Re: Eliminating Recursive Tree Walking by using MJD-style Infinite Streams?
by ikegami (Patriarch) on Jun 16, 2008 at 23:51 UTC

    I made the iterator version.

    I changed the names of just about everything so I could keep things straight in my head. Feel free to change them back.

    I changed the param order too. I tend to put the structure on which I am operating on the left, like $self is. It was also more convenient internally. Feel free to change that back too.

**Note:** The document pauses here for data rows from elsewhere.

PR #3801, opened 2026-05-20
fix(k8s): add nil guards in ProcessVolumes and fix error ordering in ProcessEnvs

### LINKED ISSUE #3796: k8s: ProcessVolumes panics on nil vol.Path
ProcessVolumes in pkg/k8s/deployer.go dereferences vol.Path (a *string) at line 925 without a nil check. If a Volume entry has a source type (secret, configMap, etc.) but no path field set, the nil pointer dereference crashes the process.

validateVolumes does detect a nil Path but returns []string (not error), and none of the callers of ProcessVolumes (k8s deployer, knative deployer) gate on validateVolumes before calling ProcessVolumes. This means a malformed func.yaml with a volume source but no path will crash the deployer.

Affected lines in pkg/k8s/deployer.go:
- Line 925: usedPaths.Has(*vol.Path)
- Line 928: MountPath: *vol.Path
- Line 930: usedPaths.Insert(*vol.Path)
- Line 932: fmt.Errorf(..., *vol.Path)

Fix: add a nil guard for vol.Path before the dereference block.

### LINKED ISSUE #3798: k8s: ProcessEnvs appends env var before checking createEnvVarSource error
In pkg/k8s/deployer.go, ProcessEnvs (around line 635-639) calls createEnvVarSource, then immediately appends the returned valueFrom to envVars BEFORE checking the error:

    valueFrom, err := createEnvVarSource(slices, referencedSecrets, referencedConfigMaps)
    envVars = append(envVars, corev1.EnvVar{Name: *env.Name, ValueFrom: valueFrom})
    if err != nil {
        return nil, nil, err
    }

While the function does return nil on error (so the caller discards the slice), this violates the standard Go error-handling pattern of checking errors before using return values. If any future refactoring changes the return to a continue, the partially-initialized entry stays in the list.

Additionally, createEnvFromSource and createEnvVarSource (lines 718-738 and 753-785) both validate that sourceName is non-empty only AFTER using it to construct resource references and inserting it into the referenced sets. The empty-string checks should be moved before the switch statement that uses sourceName.

Fix: reorder the append to happen after the error check, and move the empty-name validation earlier in both helper functions.

Elvand-Lie:
## Changes

**ProcessVolumes nil path guard (#3796):**
ProcessVolumes dereferences vol.Path (*string) at line 925 without a nil check. If a Volume entry has a source type (secret, configMap, etc.) but no path field, the nil pointer dereference crashes the process. Added a nil guard that returns an error instead.

**ProcessEnvs error ordering (#3798):**
ProcessEnvs appends the result of createEnvVarSource to the envVars slice before checking the returned error. Reordered so the error check comes first, following the standard Go error-handling pattern.

**createEnvFromSource/createEnvVarSource late validation (#3798):**
Both functions validate that sourceName is non-empty only after using it to construct resource references and inserting it into the referenced sets. Moved the empty-name validation before the switch statements so the sets are not polluted with empty strings.

## Tests added

- Test_ProcessVolumes_NilPath: secret volume with nil path returns error
- Test_ProcessVolumes_NilPathConfigMap: configMap volume with nil path returns error
- Test_ProcessVolumes_ValidPath: valid volume with path works correctly
- Test_ProcessEnvs_ErrorCheckBeforeAppend: error returns nil slice
- Test_createEnvFromSource_EmptyName: empty name errors without polluting set
- Test_createEnvVarSource_EmptyName: empty name errors without polluting set
- Test_createEnvVarSource_EmptyKey: empty key errors

Fixes #3796
Fixes #3798

### DIFF
--- a/pkg/k8s/deployer.go
+++ b/pkg/k8s/deployer.go
@@ -633,10 +633,10 @@ func ProcessEnvs(envs []fn.Env, referencedSecrets, referencedConfigMaps *sets.Se
 				if len(slices) == 3 {
 					// ENV from a key in secret/configMap, eg. FOO={{ secret:secretName:key }} FOO={{ configMap:configMapName.key }}
 					valueFrom, err := createEnvVarSource(slices, referencedSecrets, referencedConfigMaps)
-					envVars = append(envVars, corev1.EnvVar{Name: *env.Name, ValueFrom: valueFrom})
 					if err != nil {
 						return nil, nil, err
 					}
+					envVars = append(envVars, corev1.EnvVar{Name: *env.Name, ValueFrom: valueFrom})
 					continue
 				} else if len(slices) == 2 {
 					// ENV from the local ENV var, eg. FOO={{ env:LOCAL_ENV }}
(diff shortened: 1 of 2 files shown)


Elvand-Lie:
Closing to split into separate PRs: one per issue for cleaner review.

PR #218, opened 2020-11-19
Fix broken translation

ethemce:
translation of "Yes, I’m sure" not working


TysonRV:
@ethemce This makes sense to me. Thanks for the contribution!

    use strict; use warnings; sub build_and_pop { my ($stack) = @_; my $path = [ map $_->[0], @$stack ]; pop @$stack; return $path; } sub find_paths { my ($tree, $regs) = splice(@_, 0, 2); my @stack = ( [ [ @_ ], 0 ] ); return sub { for (;;) { return if !@stack; our ($node, $idx); local (*node, *idx) = map \$_, @{ $stack[-1] }; # $node can be a reference into $tree, # so don't modify @$node. my ($x_s, $y_s, $s_s) = @$node; my $children = $tree->[$x_s][$y_s][$s_s]; if (!$idx) { if (!defined $children) { # pad endpoint (base case)} $node = [ $x_s, $y_s, $s_s, 'pad' ]; return build_and_pop(\@stack); } if (exists $regs->{$x_s}{$y_s}{$s_s}) { # register endpoint (base case) $node = [ $x_s, $y_s, $s_s, 'reg' ]; return build_and_pop(\@stack); } } if ($idx > $#$children) { pop @stack; } else { my $child = $children->[$idx++]; push @stack, [ $child, 0 ]; } } }; }
    my $iter = find_paths($tree, $regs, 3,0,0); while (my ($route) = $iter->()) { for my $node (@$route) { print(join(',', @$node), "\n"); } print("\n"); }
Re: Eliminating Recursive Tree Walking by using MJD-style Infinite Streams?
by jethro (Monsignor) on Jun 16, 2008 at 22:06 UTC
    Are you sure that your recursion gets so deep that you run out of stack space. How many paths are in your database? Since you seem to do depth first search and if your tree isn't degenerated into one long path then you would need gazillions of paths to exceed the stack space

    But since you collect all found paths in memory (in @current), that array will get big pretty fast. So instead you should drop @current and print or save to file your found paths on success (inside your unless (defined $branches) ... and if (exists $regs... control structures. For this you need another parameter to your follow_paths subroutine that gives the momentary path to this point to the subroutine

    So keep your recursive routine, it is much more readable, just save the results, if you can't keep them in memory.

    But there is another possibility: Are you sure your data hasn't any loops, i.e. 0,1,0 points to 3,0,0 which points to 0,1,0 and both points are not in regs ? If there are loops you might put the points of your momentary path into a hash and call foul when you are at a point that already is in that hash.